Lighting up Pakistan —Robert M Hathaway

According to the government’s own figures, by 2015, energy demand will be nearly 22 percent greater than projected supply. By 2030, this shortfall will be 64 percent. What do these figures mean for Pakistanis? Higher prices, fewer jobs in a slowed economy, reduced opportunities, less comfort, heightened political turmoil

President Pervez Musharraf recently claimed that construction would soon begin in Karachi on one of the tallest buildings in the world. The project, according to the president, would show the world that Pakistan is a “progressive and dynamic country and we are second to none”. But unless Pakistan can light that building, Musharraf’s claims will look silly.

Robust economic growth-rates over the past several years have encouraged Pakistan to ignore fundamental weaknesses in the economy. Yes, Pakistan’s economy is growing; that’s the good news. The bad news is that with this growth comes higher energy consumption and greater pressure on the country’s energy resources. Unless Pakistanis — the government, but individual citizens as well — act now, the country’s future will indeed be dark, in more ways than one.

At present, demand for energy exceeds supply.
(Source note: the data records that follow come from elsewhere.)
PR #2987, opened 2025-07-19
Remove enforcement for navigationBarContrast

lm41:
We can remove this enforcement because we don't draw there anyway. See this SO answer https://stackoverflow.com/a/78237081


patrickgold (approved):
Looks good to me, thanks for the fix!

For the best solution new properties allowing direct control of `isAppearanceLightNavigationBars` and `isNavigationBarContrastEnforced` should be added, but that is only possible once https://github.com/florisboard/florisboard/issues/2993 is implemented.

PR #2991, opened 2025-07-21
Move most of lib.compose to its own module

lm41:


lm41:
I've rebased on the jetprefv3 changes

patrickgold (approved):

PR #2992, opened 2025-07-21
Create python-package-conda.yml

joe10833:


patrickgold:
We are not using Python in this project???

joe10833 (commented):
Thanks

PR #3004, opened 2025-08-01
Migrate to type save navigation

lm41:
This PR changes the navigation logic to the type-based navigation introduced in version `2.8.0` of `androidx.navigation:navigation.compose`. The logic of handling deep-links has been adjusted to work with the new type based approach. 

This PR also updates the predictive back animation.


patrickgold (approved):
lasagne tastes good :D 

(on a serious note, lgtm :+1:)

PR #3008, opened 2025-08-02
Allow emoji suggestion on emoji name and keyword

sammypanda:
## solution: filtering "name OR keyword", instead of "name AND keyword" for emoji suggestions

> I would probably look at emojicon.py but i couldn't find where that is. Also this solves it without having to double up the original name as a keyword -- it feels safe to say since i can't imagine you wouldn't want the emoji name itself as a keyword always.


patrickgold (approved):
Thanks for the change. I reviewed the behavior and I think it works fairly well and the results are not as polluted as I first thought.

Merging in, will be released in 0.5.0-beta04.

PR #3010, opened 2025-08-02
Add forward delete behavior

### LINKED ISSUE #450: Add forward delete behavior to delete key
In Samsung keyboard I found a feature to delete text from left to right by pressing on the capslock icon and then pressing the delete icon while holding the capslock.
A feature like this on FlorisBoard would be great.

patrickgold:
Add forward delete behavior to the existing delete key setup. Implementation details:

delete key | shift? | behavior
---|---|---
tap | no | deletes 1 char/word before cursor
tap | yes | deletes 1 char/word after cursor
tap&hold | no | deletes N chars/words fast before cursor
tap&hold | yes | deletes N chars/words fast after cursor
swipe | no | selects N chars/words and deletes on release before cursor
swipe | yes | selects N chars/words and deletes on release after cursor

Closes #450

TODO:
- [ ] Add explicit forward delete key

### DIFF
--- a/app/src/main/kotlin/dev/patrickgold/florisboard/FlorisImeService.kt
+++ b/app/src/main/kotlin/dev/patrickgold/florisboard/FlorisImeService.kt
@@ -675,10 +675,13 @@ class FlorisImeService : LifecycleInputMethodService() {
         }
     }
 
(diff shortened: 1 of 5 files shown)


lm41 (approved):
Thank you for the changes! lgtm :+1:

Power outages and planned power cuts (euphemistically termed “load-shedding”) are, for many, an everyday occurrence. In addition to their economic costs, energy shortages foster political instability. Last summer angry public protests in Karachi and riots in Liaquatabad demonstrated how close many Pakistanis are to reaching the limits of their patience. A widespread power outage affecting much of the country last September triggered panicky rumours of a coup. Earlier this year, the opposition and the ruling parties staged nearly simultaneous protest walkouts from the Senate following a disagreement over high domestic oil prices. This unrest may be only a foretaste of things to come. Absent drastic action, Pakistan’s energy situation is expected to get far worse in the years ahead.

According to the government’s own figures, by 2015, eight short years from now, energy demand in Pakistan will be nearly 22 percent greater than projected supply. By 2030, this energy shortfall will be 64 percent. What do these figures mean for Pakistanis? Higher prices, fewer jobs in a slowed economy, reduced opportunities, less comfort, heightened political turmoil.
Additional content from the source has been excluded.